En effet, M. Domche Ngniedjo et ses frères et sœurs ont introduit un recours devant le Tribunal administratif du Centre pour solliciter la condamnation de l’Hôpital gynéco-obstétrique et pédiatrique de Yaoundé à leur payer la «modique somme» de 1,2 milliard de francs d’indemnisation «pour négligence». L’indemnisation réclamée vise à réparer le «préjudice très grave» qu’ils disent avoir subi suite au décès de leur maman. Le tribunal a entamé l’analyse du dossier le 21 juin dernier. Mais les débats ce jour-là ont uniquement porté sur la compétence du juge administratif à connaître de l’affaire.

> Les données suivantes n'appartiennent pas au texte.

PR #8648, opened 2022-12-09
[Bugfix:TAGrading] fixed peer grading stats 

### LINKED ISSUE #8275: Peer grading stats incorrect
**Describe the bug**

A travers leur recours, M. Domche Ngniedjo et ses frères racontent que leur mère Elisabeth Pekam a été internée à l’Hôpital gynéco-obstétrique et pédiatrique de Yaoundé. Elle y a passé une série d’examens médicaux à la suite desquelles ses médecins traitants décidaient de l’opérer. Leur maman a ainsi subi deux opérations chirurgicales successives au bout desquelles elle a rendu l’âme. Sa mort a aussitôt mis ses enfants en colère. Les fils Pekam trouvent que le décès de leur maman trouve sa source dans la «négligence» qu’il attribue aux médecins traitants.
Diagnostic préalable
Selon les enfants Pekam, les médecins qui traitaient leur maman avaient procédé à un «diagnostic préalable». Ce qui signifie, pour les plaignants, que les hommes en blouses avaient «aussi» eu tout le temps d’apprécier «les risques de l’opération chirurgicale» qu’ils ont arrêtée pour soigner leur maman. Malheureusement, les deux opérations chirurgicales pratiquées de manière successives sur leur mère, avec ouverture du ventre, lui ont été fatales.

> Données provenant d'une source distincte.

PR #8650, opened 2022-12-12
[Bugfix:TAGrading] Fixed download zip button with dropdown

### LINKED ISSUE #8423: Download all submissions (& checkout & results) for all students & active only option
Currently you can download all students submissions folder for all versions.  
For a specific gradeable, on the  ta grading / 'grading stats' page there is a button at the bottom left.
The download zip includes the user_assignment_settings.json file indicates which version is the 'active' version (by default the highest numbered)

But an instructor might want to only download the active version (less to download & does not require consulting the user_assignment_settings.json file.
The download button has a drop down with checkboxes to select 'active only' and to request also downloading the results folder.  

BUG 1: But these options do not appear to work at all.  (OR maybe I'm confused about the UI...  but if so, this interface is not intuitive)

Furthermore, if the assignment is a submit by git, the download of the submissions folder is not the main assignment, we MUST ALSO include the parallel checkout folder, which contains the actual files in the repo at the time of submissions. 

BUG 2:   We are missing the .submit.timestamp file (and maybe other dotfiles) from the submissions folder.

BUG 3: download all for team submissions seems very broken....  Instead of having a layer of directories for each team name, there are just lots of directories that appear to be the submission versions for all students jumbled together.  NOTE:  I tested this with a gradeable that was both git & team, but all combinations should be tested & debugged.

LunaFang1016:
Fixes #8423 
For bug 1 mentioned in the issue, the "Download Zip of All / Assgined Students / Teams" button at the bottom left of  TA / instructor grading -> grading stats page has a drop-down menu. Instructors or TAs can choose to only download the current active version if they check the corresponding option. However, the checkbox does not work properly that all versions from all students' assignment are downloaded anyway even if the "only current active version" box is checked.

For the follow-up of bug 1, bug 2, and bug 3 described in the issue, I don't think they exist anymore, since when I tried to reproduce these errors, it turned out that the mentioned .timestamp file exists in each student's submission folder, and each team has one folder by their team id.

### What is the new behavior?
I located the bug to be in the `site\app\templates\grading\electronic\ta_status\StatusBase.twig` folder. Originally, the `editZipDownload` failed to assign the url to the correct button by button id. So I changed `#zip_link` to `#zip_link_limited` and `#zip_link_full` respectively to match the variable names before.

### Other information?
**Previous behavior:**
image
The url can't be configured according to checkbox selection. 
error_reproduce_2
The downloaded zip file thus still includes all versions even with the "Only Current Active Version" checked.
**Current behavior:**
fixed_download_url_active
`?type=active` when checking the second dropdown box.
fixed_download_url_both
`?type=both` when checking both dropdown boxes.
fixed_download_url_results
`?type=results` when checking the first dropdown box.
The url is configured properly.
fixed_download_file_active
And the downloaded file only contains one active version (if there is any) in every student's folder.
Tested by carrying out the download procedure through limited grader access, teamwork assignment, and individual assignment. Verified the validity of change by observing the url and downloaded file configuration.
Unit testing and documentation update not applicable.


alice-nie:
LGTM!

alice-nie (commented):
LGTM :)

cjreed121 (approved):
Looks good to me and fixes the problem. Thanks for the contribution!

Est-ce que l’Hôpital gynéco-obstétrique et pédiatrique de Yaoundé peut donc être poursuivi à la suite du décès d’un patient dans ses murs ? Pour les fils de feue Pekam la réponse est affirmative. Ils trouvent que la «responsabilité de l’administration est engagée puisque le décès est survenu à la suite de l’ouverture deux fois du ventre» de leur défunte mère. Ils assimilent donc les agissements des médecins critiqués à de la négligence. Ils sollicitent que l’Etat du Cameroun répare le tort causé du fait de ses préposés. L’indemnisation réclamée est repartie de la manière suivante : préjudice moral : 700 millions de francs, préjudice matériel : 500 millions de francs.

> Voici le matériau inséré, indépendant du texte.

PR #8660, opened 2022-12-12
[Refactor:Submission] Reducing splitted jpg sizes

Eceptonsu:
The splitted images for the uploaded pdfs in bulk submission currently take too much space.

### What is the new behavior?
The total size reduces to around 20% of the original total size.


bmcutler (approved):
Thanks for this improvement!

Pour sa défense, l’Hôpital gynéco-obstétrique et pédiatrique de Yaoundé a estimé que le contentieux lié aux actes médicaux est du ressort exclusif du juge judiciaire. «Le juge administratif n’est pas compétent à connaître des actes de médecins dont l’examen relève du juge judiciaire», a opposé la représentante de l’hôpital de référence. Dans ses questions, le tribunal lui a fait remarquer que les actes déplorés ont été posés dans un service hospitalier public. «Un acte médical, dans un hôpital public, quel est la juridiction habilitée en apprécier ?», interroge le tribunal. «Il est nécessaire d’élucider la faute», réagit le représentant de l’Etat. «Est-ce à dire que vous avez une préférence sur les juridictions ? N’est-ce pas pour vous une manière de reconnaître que vous avez commis une faute ?», poursuit le tribunal. «Pas du Tout ! Notre rôle est de soigner les patients. Notre mission n’est pas de porter atteintes aux vies des êtres humains, mais de sauver des vies. C’est au juge judiciaire d’établir» les responsabilités.
Pour sa part, le ministère public a indiqué que l’Hôpital gynéco-obstétrique et pédiatrique de Yaoundé a le statut d’un établissement public. De ce fait, les actes posés par ses dirigeants comme ses personnels sont justiciables devant les tribunaux administratifs. Le tribunal a retenu sa compétence et reporté l’examen de l’affaire au fond à plus tard.